Poisson Approval studies the Poisson Game of Approval Voting.

## Poisson Approval

Poisson Approval studies the Poisson Game of Approval Voting.

### Features

• Implement only the case of 3 candidates.
• Deal with ordinal or cardinal profiles.
• Compute the asymptotic developments of the probability of pivot events when the number of players tends to infinity.
• Compute the best response to a given tau-vector.
• Explore automatically a grid of ordinal profiles or a grid of tau-vectors.
• Perform Monte-Carlo experiments on profiles or tau-vectors.

## History

### 0.5.0 (2020-01-11)

• In iterated voting, implement the possibility to move only progressively towards the best response:
• Add ProfileCardinal.iterated_voting_taus: at each iteration, a given ratio of voters update their ballot.
• Replace the former method ProfileCardinal.iterated_voting by ProfileCardinal.iterated_voting_strategies: as in former versions, at each iteration, the threshold utility of each ranking’s strategy is moved in the direction of the best response’s threshold utility.
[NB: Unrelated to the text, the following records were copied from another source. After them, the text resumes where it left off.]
PR #5321, opened 2024-02-23
Menu Restructure

psiinon:
## Overview
Add-on menu restructure changes.
These are related to the eferenced PR, but should be safe to merge independantluy of that.

## Related Issues
* https://github.com/zaproxy/zaproxy/pull/8358
* https://github.com/zaproxy/zaproxy/issues/8369

## Checklist
- [ ] Update help
- [x] Update changelog
- [ ] Write tests
- [ ] Check code coverage
- [x] Sign-off commits
- [x] Squash commits
- [x] Use a descriptive title

### DIFF
--- a/addOns/exim/src/main/resources/org/zaproxy/addon/exim/resources/Messages.properties
+++ b/addOns/exim/src/main/resources/org/zaproxy/addon/exim/resources/Messages.properties
@@ -32,7 +32,7 @@ exim.file.save.error = Error saving file to {0}.
 exim.har.file.description = HTTP Archive File (*.har)
 exim.har.file.import.error = Could not import the file {0}
 exim.har.file.save.error = Error saving file to {0}.
-exim.har.popup.option = Save Selected Entries as HAR (HTTP Archive File)
+exim.har.popup.option = Save as HAR...
 exim.har.topmenu.import.importhar = Import HAR (HTTP Archive File)
 exim.har.topmenu.import.importhar.tooltip = Import a HTTP Archive File and add the messages to the sites tree and history panel.
 exim.import.pcap.choosefile.filter.pcap.description = PCAP file (*.pcap)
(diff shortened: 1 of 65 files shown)


psiinon:
I've not updated any changelogs as I'm expecting comments and dont want to have to do a load of conflict resolution 😉 
So plan to add them when it looks ready to merge..

kingthorin:
Is the plan to remove the commonlib piece after the next core release?

psiinon:
I was thinking we could change it to extend the core class, remove the existing statics, and then add any new ones as needed.
That way the other ext classes won't need to change

psiinon:
All changes done (inc the scripts panel menus) so this is ready for review..

addOns/exim/src/main/resources/org/zaproxy/addon/exim/resources/Messages.properties
kingthorin, line 1: Thanks for this, the length of some of these had been bugging me

kingthorin (approved):

addOns/exim/src/main/resources/org/zaproxy/addon/exim/resources/Messages.properties
psiinon: Me too 😉

kingthorin:
One of the build files is missing a closing quote.

psiinon:
ARG - broke it, need to repush

psiinon:
Should be good one file should have been removed. GitHub looks like its struggling to changed to WIP until its back in sync

thc202 (approved):

thc202:
Thank you!

addOns/exim/src/main/resources/org/zaproxy/addon/exim/resources/Messages.properties
```diff
@@ -56,14 +56,14 @@ exim.importurls.warn.scheme = "{0}" does not have a scheme.
 
 exim.menu.copyurls.popup = Copy URLs
 exim.menu.export = Export
-exim.menu.export.context.urls = Export URLs for Context(s)
-exim.menu.export.messages.popup = Export Messages to File...
+exim.menu.export.context.urls = Save URLs...
```
ricekot, line 59: It seems the changes here led to duplicate menu items under Export,

Before
image

After
image

thc202: Given that's already in the context menu I'd drop it.

ricekot: These are automatically removed from the Export menu and shown in the context menu when there are URLs in the Sites Tree. I guess that's another bug (the same component cannot be in two menus?)

I'm okay with dropping them, but we should be consistent. The other items under Export can also move into relevant context menus.

For now I would prefer duplicating the PopupMenuItem component with different names and adding to both the context menu as well as the Export menu (e.g. `Save URLs` and `Save Context URLs`).

thc202: That sounds like a core bug.

I'm fine with that but don't really see the advantage of duplicating them when they are already available in the correct context menu.

kingthorin: There's also a duplication issue in the Site's Tree (and maybe history?) context menu, under "Include in Context" there is now always two "New Context" entries.

ricekot: See also #6012.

The method now returns a cycle of tau-vectors and the corresponding cycle of best response strategies, in order to be consistent with ProfileCardinal.iterated_voting_taus.
• Add the utility barycenter: compute a barycenter while respecting the type of one input if the other input has weight 0.
• Accelerate the algorithm used in iterated voting.
• In ProfileCardinal, add the possibility of partial sincere voting:
• Add parameter ratio_sincere: ratio of sincere voters.
• Add property tau_sincere: the tau-vector if all voters vote sincerely.
• The former method tau is renamed tau_strategic: the tau_vector if all voters vote strategically.
• The new method tau takes both sincere and strategic voting into account.
• The method is_equilibrium has a new implementation to take this feature into account.
• Add TauVector.isclose: whether the tau-vector is close to another tau-vector (in the sense of math.isclose). This method is used by the new version of ProfileCardinal.is_equilibrium.
• Add Profile.best_responses_to_strategy: convert a dictionary of best responses to a StrategyThreshold that mentions only the rankings that are present in the profile.
• In random generators of profiles (GeneratorProfileOrdinalUniform, GeneratorProfileOrdinalGridUniform, GeneratorProfileOrdinalVariations, GeneratorProfileHistogramUniform): instead of having explicit arguments like well_informed_voters or ratio_sincere, there are **kwargs that are directly passed to the __init__ of the relevant Profile subclass.
• Update the tutorials with these new features.

### 0.4.0 (2020-01-08)

• Add image_distribution: estimate the distribution of f(something) for a random something.
• Update the tutorial on mass simulations with this new feature.

### 0.3.0 (2020-01-08)

• GeneratorExamples: run another generator until the generated object meets a given test.
• GeneratorStrategyOrdinalUniform: draw a StrategyOrdinal uniformly.
• GeneratorProfileOrdinalGridUniform: draw a ProfileOrdinal uniformly on a grid of rational numbers.
• GeneratorTauVectorGridUniform: draw a TauVector uniformly on a grid of rational numbers.
• Utilities:
• Add rand_integers_fixed_sum: draw an array of integers with a given sum.
• Add rand_simplex_grid: draw a random point in the simplex, with rational coordinates of a given denominator.
• Update probability: allow for a tuple of generators.
• Tutorials:
• Add a tutorial on asymptotic developments.
• Update the tutorial on mass simulations with the new features.

### 0.2.1 (2020-01-05)

• Relaunch deployment.

### 0.2.0 (2020-01-05)

• Modify masks_distribution: remove the trailing zeros. This has the same impact on ProfileOrdinal.distribution_equilibria.
• Modify NiceStatsProfileOrdinal.plot_cutoff: center the textual indications.
• Replace all notations r with profile and sigma with strategy.

### 0.1.1 (2019-12-24)

• Convert all the documentation to NumPy format, making it more readable in plain text.

### 0.1.0 (2019-12-20)

• First release on PyPI.
• Implement only the case of 3 candidates.
• Deal with ordinal or cardinal profiles.
• Compute the asymptotic developments of the probability of pivot events when the number of players tends to infinity.
• Compute the best response to a given tau-vector.
• Explore automatically a grid of ordinal profiles or a grid of tau-vectors.
• Perform Monte-Carlo experiments on profiles or tau-vectors.